Por ley, los pescadores artesanales reciben su cuota a partir del Régimen Nacional de Extracción (RAE), que no es otra cosa que “la distribución de la fracción artesanal de la cuota global de captura de una determinada Región, ya sea por área, tamaño de las embarcaciones, caleta, organización de pescadores artesanales o individualmente”.

El problema radica en que la cuota designada a cada pescador es tan pequeña que no es atractivo comercialmente venderla. Por tal razón, muchos pescadores deciden vender su cuota a las empresas pesqueras, olvidándose para siempre de salir al mar a pescar.

Una decisión que tiene como origen un segundo asunto: los precios de la venta de esa cuota la determina también las empresas. Es decir, se presenta un comportamiento económico de monopsonio.

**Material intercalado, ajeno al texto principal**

PR #2032, opened 2020-05-07
Fix config updater

chizhg:
Not entirely sure if this can fix the issue, but changing to `go run` makes it almost impossible to test a postsubmit job.

/cc @chaodaiG


chaodaiG:
Not sure which failure you are trying to fix, but these are certainly good changes, so
/lgtm

/hold
As I think we can switch back to use custom image if you prefer

chizhg:
As per the offline discussion, we'll revert the `go run` change for the Prow job config.

PR #2033, opened 2020-05-07
Revert some changes to kntest

chizhg:
Go modules has a caveat that makes it hard to install kntest via `go get`:
https://github.com/golang/go/issues/30354
https://github.com/kubernetes/test-infra/issues/14712

So revert the current use of kntest, until we find a more reliable way for users to get it.

/cc @chaodaiG


chaodaiG:
This is sad

/lgtm

PR #2040, opened 2020-05-08
run shellcheck

chizhg:
Run shellcheck on the scripts:
`shellcheck -f diff scripts/*.sh hack/*.sh test/*.sh | git apply`


chizhg:
/hold
Need to make sure it does not break other tests.

scripts/library.sh
```diff
@@ -696,7 +696,7 @@ function get_latest_knative_yaml_source() {
     local major_minor="${branch_name##release-}"
     # Find the latest release manifest with the same major&minor version.
     local yaml_source_path="$(
-      gsutil ls gs://knative-releases/${repo_name}/previous/v${major_minor}.*/${yaml_name}.yaml 2> /dev/null \
+      gsutil ls gs://knative-releases/"${repo_name}"/previous/v"${major_minor}".*/"${yaml_name}".yaml 2> /dev/null \
```
coryrc, line 699: This would be better with double quotes across most of the line, i.e. before `gs:` and after `.yaml` rather than all the groupings inside

scripts/presubmit-tests.sh
```diff
@@ -181,7 +181,7 @@ function default_build_test_runner() {
     | sort | uniq | tr '\n' ' ')"
   for pkg in ${tagged_pkgs}; do
     # `go test -c` lets us compile the tests but do not run them.
-    if ! capture_output "${report}" go test -c -tags="${tags}" ${pkg} ; then
+    if ! capture_output "${report}" go test -c -tags="${tags}" "${pkg}" ; then
```
coryrc, line 184: I wasn't sure $pkg is always a single package, so I was worried about this one

scripts/presubmit-tests.sh
```diff
@@ -270,7 +270,7 @@ function default_integration_test_runner() {
   local failed=0
   for e2e_test in $(find test/ -name e2e-*tests.sh); do
     echo "Running integration test ${e2e_test}"
-    if ! ${e2e_test} ${options}; then
+    if ! ${e2e_test} "${options}"; then
```
coryrc, line 273: I think this will break something; I think $options is intended to be split

scripts/release.sh
```diff
@@ -50,9 +50,9 @@ function tag_images_in_yamls() {
   for file in $@; do
     [[ "${file##*.}" != "yaml" ]] && continue
     echo "Inspecting ${file}"
-    for image in $(grep -o "${DOCKER_BASE}/[a-z\./-]\+@sha256:[0-9a-f]\+" ${file}); do
+    for image in $(grep -o "${DOCKER_BASE}/[a-z\./-]\+@sha256:[0-9a-f]\+" "${file}"); do
       for region in "" ${GEO_REGIONS// /. }; do
-        gcloud -q container images add-tag ${image} ${region}${image%%@*}:${TAG}
+        gcloud -q container images add-tag "${image}" "${region}""${image%%@*}":"${TAG}"
```
coryrc, line 55: The last part would be better as `"${region}${image%%@*}:${TAG}"` without all the extra double-quotes inside

scripts/release.sh
```diff
@@ -148,14 +148,14 @@ function setup_upstream() {
...
-    git remote add upstream ${REPO_UPSTREAM}
+    git remote add upstream "${REPO_UPSTREAM}"
   fi
 }
 
 # Fetch the release branch, so we can check it out.
 function setup_branch() {
   [[ -z "${RELEASE_BRANCH}" ]] && return
-  git fetch ${REPO_UPSTREAM} ${RELEASE_BRANCH}:upstream/${RELEASE_BRANCH}
+  git fetch "${REPO_UPSTREAM}" "${RELEASE_BRANCH}":upstream/"${RELEASE_BRANCH}"
```
coryrc, line 158: same double-quote-around-the-group-comment here

test/e2e-tests.sh
```diff
@@ -23,7 +23,7 @@
 # Calling this script without arguments will create a new cluster in
 # project $PROJECT_ID, run the tests and delete the cluster.
 
-source $(dirname $0)/../scripts/e2e-tests.sh
+source $(dirname "$0")/../scripts/e2e-tests.sh
```
coryrc, line 27: while you are here...... could you replace all the `$0` with `${BASH_SOURCE[0]}` ?

scripts/e2e-tests.sh
```diff
@@ -171,7 +171,7 @@ function resolve_k8s_version() {
     E2E_CLUSTER_VERSION="${gke_versions[0]}"
     echo "Using latest version, ${E2E_CLUSTER_VERSION}"
   else
-    local latest="$(echo "${gke_versions[@]}" | tr ' ' '\n' | grep -E ^${target_version} | sort -V | tail -1)"
+    local latest="$(echo "${gke_versions[@]}" | tr ' ' '\n' | grep -E ^"${target_version}" | sort -V | tail -1)"
```
coryrc, line 174: this would be better with the `"` before the `^` instead of just after it

coryrc:
/lgtm
(because you have the hold)

scripts/library.sh
chizhg: done

scripts/release.sh
chizhg: done

scripts/release.sh
chizhg: done

test/e2e-tests.sh
chizhg: done

scripts/e2e-tests.sh
chizhg: done

scripts/presubmit-tests.sh
chizhg: `tagged_pkgs` is a list of packages so `$pkg` is always a single one.

scripts/presubmit-tests.sh
chizhg: I have removed the quotes. 
However, `$options` here is always empty as we have `local options=""` at the beginning... I added a comment there and maybe we can remove it in the future.

PR #2041, opened 2020-05-08
Update prow-tests to use gvm

### LINKED ISSUE #1823: Use gvm to install and switch different Go versions (?)
For Knative projects, we need to have Prow jobs running with different Go versions, e.g. 1.12, 1.13, 1.14. The current way we handle them is to build [multiple test images](https://github.com/knative/test-infra/tree/master/images) with different Go versions installed, and we need to rebuild all the images if we want to make any changes to the base image.

There is a tool called [gvm](https://github.com/moovweb/gvm), with which we can install and switch multiple different Go versions in one single image. With it, we won't need to build and maintain multiple images for multiple Go versions.

Note:
Having multiple images may not be a problem when we have image auto-update process, so whether we need gvm depends on which way we want to move forward with.

coryrc:
Fixes #1823

The image defaults to Go 1.13 per usual.

Set the environment variable GO_VERSION to something acceptable to
`gvm use` to get a different version of Go instead of using separate images.

Also fixes the way githubhelper is installed, adding comment that it is deprecated.

/cc @chizhg 
/cc @chaodaiG


coryrc:
@chizhg can I install kntest now to fix #2033 ? :-D

images/prow-tests/my-gvm.sh
```diff
@@ -0,0 +1,5 @@
+#!/usr/bin/env bash
```
chizhg, line 1: Please add copyright header.

images/prow-tests/runner.sh
```diff
@@ -0,0 +1,9 @@
+#!/usr/bin/env bash
```
chizhg, line 1: Ditto.

images/prow-tests/Dockerfile
```diff
@@ -41,32 +41,47 @@ RUN apt-get install -y uuid-runtime  # for uuidgen
...
+# Install the tool:
+RUN curl -s -S -L https://raw.githubusercontent.com/moovweb/gvm/master/binscripts/gvm-installer | bash
+# gvm requires one to "source /root/.gvm/scripts/gvm" after installing
+#  but in Dockerfile, each RUN is its own shell, so source'd in-RUN env vars are not propagated
+# So have created "my-gvm.sh" to source the above then run gvm
+COPY images/prow-tests/my-gvm.sh /usr/local/bin
+# Install our versions of Go
+RUN my-gvm.sh install go1.12 --prefer-binary
+RUN my-gvm.sh install go1.13 --prefer-binary
+RUN my-gvm.sh install go1.14 --prefer-binary
```
chizhg, line 62: I cannot remember clearly, but does `gvm` support installing minor go versions? Is there a way to update to a patch release like `go1.14.1`?

coryrc: yes:
```
root@fe6a5d65896e:/workspace# gvm install go1.13.1 --prefer-binary
Installing go1.13.1 from binary source
```

chizhg: Then let's install the minor version `go1.14.1` so the environment is more deterministic and more clear when we really need an update?

coryrc: It does... but we've never needed it before and then you also have to update all the Prow jobs to use the new GO_VERSION... but I'm fine with that if you are

coryrc: There's also a Go 1.14.2 so we should probably jump straight to it

chizhg: Hmm I tried 1.14.2 on Mac but it told me the binary was not found. But if works in the container I agree we can directly jump to it.

chizhg: And it seems we don't need to specify the minor version when using it, `gvm use go1.14` will just work.

coryrc: Interactively I installed go1.11.2:
`gvm install go1.11.2 --prefer-binary`
then
`gvm use go1.11` and it said:
`Now using version go1.11.2`

so you are right!

Installing go1.14.2 worked:
```
root@435c7b9d5d89:/workspace# gvm install go1.14.2 --prefer-binary
Installing go1.14.2 from binary source
```
So I'll install 1.14.2 in the image and check the use command works, then upload.

coryrc:
```
root@f9b34d9b819c:/workspace# gvm use go1.14
Now using version go1.14.2
root@f9b34d9b819c:/workspace# go version
go version go1.14.2 linux/amd64
root@f9b34d9b819c:/workspace# gvm use go1.13
Now using version go1.13.10
root@f9b34d9b819c:/workspace# go version
go version go1.13.10 linux/amd64
root@f9b34d9b819c:/workspace# 
```

chizhg:
/lgtm
/approve

Thanks Cory!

En otras palabras, se presenta un mercado en el que existe un único comprador o demandante, en lugar de varios. Debido a esto, este mercado posee una competencia imperfecta. El precio de los bienes o servicios es determinado por el demandante, ya que al ser único, posee mayor poder de mercado y los numerosos oferentes deben adaptarse a sus exigencias (Precios, cantidades, etc.). Esto le permite al comprador obtener mayor valor de la transacción que los que obtendría en un mercado competitivo.

En ese marco, Ruiz, Azócar junto a la gobernadora de la provincia de Aysén, Paz Fotzick, y al presidente del Consejo Regional, Miguel Ángel Calisto -y aquí radica la importancia de sus vínculo laboral con el presidente del Senado Patricio Walker- buscan una modificación legal que permita levantar un RAE para la reineta y luego para todos los recursos hidrobiológicos, incluyendo los bentónicos como erizos y locos.
Situación que ocurre hoy en día con la merluza, donde existe un RAE que divide la cuota artesanal en todos los pescadores de la región.

Como si fuese poco, Azócar plantea establecer “licencias transables de pesca artesanal”, para que los pescadores puedan vender la cuota acumulada. Algo muy parecido con lo ocurrido con el famoso escándalo financiero denominado como “Davilazo”, que tuvo como protagonista al operador de Codelco, Juan Pablo Dávila, quien especuló con operaciones de cobre a futuro.

La idea fue expuesta en un seminario convocado por la gobernadora el pasado 17 de julio. Los dirigentes se mostraron críticos al proyecto explicado por Rodrigo Azócar.

“Hubo cosas que no quedaron claras, queremos quedar claro con un proyecto que presentó el señor Rodrigo Azocar, porque nosotros le encontramos varias falencias a ese proyecto y por eso le dijimos que no estábamos conforme con eso”, declaró José Millán, dirigente de la pesca artesanal.

“Me preocupe tremendamente y me enoje también porque realmente dije cómo van a llegar sin preguntarle a nadie y presentar un proyecto sin preguntarle a nadie y ahí yo le dije que nosotros no podíamos firmar cualquier papel para que sea en desmedro de nuestros pescadores artesanales de nuestra región”, insistió.